Problem
Output the listing in full. Every line stays exactly as it is.

☆ ☆ ☆ ☆ ☆

PR #223, opened 2026-07-17
limepcie: restore control channel serialization

dmitrymmm:
The control semaphore was initialized but all its uses were commented out, so two processes could interleave writes and reads on the control CSR and corrupt each others commands. The semaphore is taken again for the whole command, with EBUSY returned when it cannot be acquired within the callers timeout, released on every exit path, and the status poll loop gets cpu_relax.

Verified on runners: the module builds, installs, loads and unloads cleanly on ubuntu-22.04 and ubuntu-24.04 kernels (https://github.com/dmitrymmm/LimeSuiteNG/actions/runs/29584464440). Concurrency behaviour under a real device still deserves a stress run with hardware.

Addresses the disabled lock and busy wait items of #196. The no-op LOCK ioctl is left for separate work, it needs per-open file state for crash safe lock release.


rjonaitis:
Update driver patch version https://github.com/myriadrf/LimeSuiteNG/blob/develop/drivers/linux/limepcie/VERSION

dmitrymmm:
Done, bumped to 0.1.11.

PR #228, opened 2026-07-20
soapy: create the hardware stream on activate, not setup

### LINKED ISSUE #127: LimeSuiteNG soapy stream not starting with certain applications
Lubuntu 24.04 with latest LimeSuiteNG using a Lime Mini v2 as of this morning. 
Soapy Lib Version: v0.8.1-4build1
API Version: v0.8.0
ABI Version: v0.8

I recall something very similar happening to a fork of both the Airspy and AirspyHF soapy plugins where in some applications due to whatever reason, the stream didn't start fast enough? 

Rechecking CubicSDR soapy results. It would appear the stream never starts.

```
[INFO] Make connection: 'LimeSDR Mini xxxxxxx'
[INFO] Reference clock 40.00 MHz
[INFO] Device name: LimeSDR-Mini_v2
[INFO] Reference: 40 MHz
[INFO] LMS7002M register cache: Disabled
SDR thread starting.
device init()
[INFO] Sampling rate set(2.100 MHz): CGEN:268.800 MHz, Decim: 2^5, Interp: 2^5
[INFO] Rx LPF configured
[ERROR] LoadConfig() - file not found
[INFO] Sampling rate set(2.100 MHz): CGEN:268.800 MHz, Decim: 2^5, Interp: 2^5
[INFO] Sampling rate set(2.100 MHz): CGEN:268.800 MHz, Decim: 2^5, Interp: 2^5
SDRThread : Device Stream set to MTU: 8160
starting readLoop()
```

Rechecking GQRX soapy results. Also appears the stream does not start.
```
[INFO] Make connection: 'LimeSDR Mini xxxxxx'
[INFO] Reference clock 40.00 MHz
[INFO] Device name: LimeSDR-Mini_v2
[INFO] Reference: 40 MHz
[INFO] LMS7002M register cache: Disabled
[INFO] Sampling rate set(10.003 MHz): CGEN:320.104 MHz, Decim: 2^3, Interp: 2^3
[INFO] Rx LPF configured
[INFO] Sampling rate set(5.000 MHz): CGEN:640.000 MHz, Decim: 2^5, Interp: 2^5
[INFO] Rx LPF configured
[ERROR] No samples or timeout
[ERROR] No samples or timeout
[ERROR] No samples or timeout
[ERROR] No samples or timeout
[ERROR] No samples or timeout
[ERROR] No samples or timeout
```

SigDigger. Stream starts and works. 
SDRAngel with Soapy. Stream starts and works.

dmitrymmm:
Fixes #127. Stream creation moved from setupStream() to the first activateStream(), so apps that configure the sample rate after stream setup get a stream built from the final configuration. Both directions still share one hardware stream, accumulated across setups before activation. Null guards added so close/read/write before activation return an error instead of crashing.

Verified: plugin builds clean against SoapySDR 0.8.1, full unit test suite passes.

### DIFF
--- a/plugins/soapysdr/Streaming.cpp
+++ b/plugins/soapysdr/Streaming.cpp
@@ -176,8 +176,18 @@ SoapySDR::Stream* Soapy_limesuiteng::setupStream(
     //     config.bufferLength = std::stoul(args.at("bufferLength"));
     // }
 
-    // Stream creation is deferred to activateStream(), the device may not be
-    // fully configured (e.g. sample rate) at this point
+    // Setup is deliberately split from start so that activateStream() stays fast.
+    // The sample rate only hints buffering sizes, so when the app has not
+    // configured it yet, fall back to the device's current rate.
+    if (sampleRate[SOAPY_SDR_RX] <= 0.0)
+        sampleRate[SOAPY_SDR_RX] = sdrDevice->GetSampleRate(0, TRXDir::Rx, 0);
+    config.hintSampleRate = sampleRate[SOAPY_SDR_RX];
+
+    rfstream = sdrDevice->StreamCreate(config, 0);
+    if (!rfstream)
+    {
+        throw std::runtime_error("Soapy_limesuiteng::setupStream() failed: " + std::string(GetLastErrorMessage()));
+    }
 
     auto samplesPerPacket = config.linkFormat == DataFormat::I16 ? 1020 : 1360;
     // TODO: figure out a way to actually get the correct packet per batch count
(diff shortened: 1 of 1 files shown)


rjonaitis:
Stream setup takes relatively long time, that's why it's split into setup(), and start() steps, so that the start could be as fast as possible and have more consistent timing.
Technically stream can be set up regardless of sampling rate. Currently sampling rate is used just as a hint, to chose the total amount of buffering and transfer batch sizes to maintain adequate latency. If sampling rate hint is not provided for stream setup, then the currently set sample rate is readback.

dmitrymmm:
Good point, reworked: setupStream keeps creating the stream so start() stays fast, and uses the device's current rate as the hint when the app has not set one. The stream is recreated at activate only if the rate changed since setup, which covers the late-configuring apps from #127.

☆ ☆ ☆ ☆ ☆

Response
PR #223, opened 2026-07-17
limepcie: restore control channel serialization

dmitrymmm:
The control semaphore was initialized but all its uses were commented out, so two processes could interleave writes and reads on the control CSR and corrupt each others commands. The semaphore is taken again for the whole command, with EBUSY returned when it cannot be acquired within the callers timeout, released on every exit path, and the status poll loop gets cpu_relax.

Verified on runners: the module builds, installs, loads and unloads cleanly on ubuntu-22.04 and ubuntu-24.04 kernels (https://github.com/dmitrymmm/LimeSuiteNG/actions/runs/29584464440). Concurrency behaviour under a real device still deserves a stress run with hardware.

Addresses the disabled lock and busy wait items of #196. The no-op LOCK ioctl is left for separate work, it needs per-open file state for crash safe lock release.


rjonaitis:
Update driver patch version https://github.com/myriadrf/LimeSuiteNG/blob/develop/drivers/linux/limepcie/VERSION

dmitrymmm:
Done, bumped to 0.1.11.

PR #228, opened 2026-07-20
soapy: create the hardware stream on activate, not setup

### LINKED ISSUE #127: LimeSuiteNG soapy stream not starting with certain applications
Lubuntu 24.04 with latest LimeSuiteNG using a Lime Mini v2 as of this morning. 
Soapy Lib Version: v0.8.1-4build1
API Version: v0.8.0
ABI Version: v0.8

I recall something very similar happening to a fork of both the Airspy and AirspyHF soapy plugins where in some applications due to whatever reason, the stream didn't start fast enough? 

Rechecking CubicSDR soapy results. It would appear the stream never starts.

```
[INFO] Make connection: 'LimeSDR Mini xxxxxxx'
[INFO] Reference clock 40.00 MHz
[INFO] Device name: LimeSDR-Mini_v2
[INFO] Reference: 40 MHz
[INFO] LMS7002M register cache: Disabled
SDR thread starting.
device init()
[INFO] Sampling rate set(2.100 MHz): CGEN:268.800 MHz, Decim: 2^5, Interp: 2^5
[INFO] Rx LPF configured
[ERROR] LoadConfig() - file not found
[INFO] Sampling rate set(2.100 MHz): CGEN:268.800 MHz, Decim: 2^5, Interp: 2^5
[INFO] Sampling rate set(2.100 MHz): CGEN:268.800 MHz, Decim: 2^5, Interp: 2^5
SDRThread : Device Stream set to MTU: 8160
starting readLoop()
```

Rechecking GQRX soapy results. Also appears the stream does not start.
```
[INFO] Make connection: 'LimeSDR Mini xxxxxx'
[INFO] Reference clock 40.00 MHz
[INFO] Device name: LimeSDR-Mini_v2
[INFO] Reference: 40 MHz
[INFO] LMS7002M register cache: Disabled
[INFO] Sampling rate set(10.003 MHz): CGEN:320.104 MHz, Decim: 2^3, Interp: 2^3
[INFO] Rx LPF configured
[INFO] Sampling rate set(5.000 MHz): CGEN:640.000 MHz, Decim: 2^5, Interp: 2^5
[INFO] Rx LPF configured
[ERROR] No samples or timeout
[ERROR] No samples or timeout
[ERROR] No samples or timeout
[ERROR] No samples or timeout
[ERROR] No samples or timeout
[ERROR] No samples or timeout
```

SigDigger. Stream starts and works. 
SDRAngel with Soapy. Stream starts and works.

dmitrymmm:
Fixes #127. Stream creation moved from setupStream() to the first activateStream(), so apps that configure the sample rate after stream setup get a stream built from the final configuration. Both directions still share one hardware stream, accumulated across setups before activation. Null guards added so close/read/write before activation return an error instead of crashing.

Verified: plugin builds clean against SoapySDR 0.8.1, full unit test suite passes.

### DIFF
--- a/plugins/soapysdr/Streaming.cpp
+++ b/plugins/soapysdr/Streaming.cpp
@@ -176,8 +176,18 @@ SoapySDR::Stream* Soapy_limesuiteng::setupStream(
     //     config.bufferLength = std::stoul(args.at("bufferLength"));
     // }
 
-    // Stream creation is deferred to activateStream(), the device may not be
-    // fully configured (e.g. sample rate) at this point
+    // Setup is deliberately split from start so that activateStream() stays fast.
+    // The sample rate only hints buffering sizes, so when the app has not
+    // configured it yet, fall back to the device's current rate.
+    if (sampleRate[SOAPY_SDR_RX] <= 0.0)
+        sampleRate[SOAPY_SDR_RX] = sdrDevice->GetSampleRate(0, TRXDir::Rx, 0);
+    config.hintSampleRate = sampleRate[SOAPY_SDR_RX];
+
+    rfstream = sdrDevice->StreamCreate(config, 0);
+    if (!rfstream)
+    {
+        throw std::runtime_error("Soapy_limesuiteng::setupStream() failed: " + std::string(GetLastErrorMessage()));
+    }
 
     auto samplesPerPacket = config.linkFormat == DataFormat::I16 ? 1020 : 1360;
     // TODO: figure out a way to actually get the correct packet per batch count
(diff shortened: 1 of 1 files shown)


rjonaitis:
Stream setup takes relatively long time, that's why it's split into setup(), and start() steps, so that the start could be as fast as possible and have more consistent timing.
Technically stream can be set up regardless of sampling rate. Currently sampling rate is used just as a hint, to chose the total amount of buffering and transfer batch sizes to maintain adequate latency. If sampling rate hint is not provided for stream setup, then the currently set sample rate is readback.

dmitrymmm:
Good point, reworked: setupStream keeps creating the stream so start() stays fast, and uses the device's current rate as the hint when the app has not set one. The stream is recreated at activate only if the rate changed since setup, which covers the late-configuring apps from #127.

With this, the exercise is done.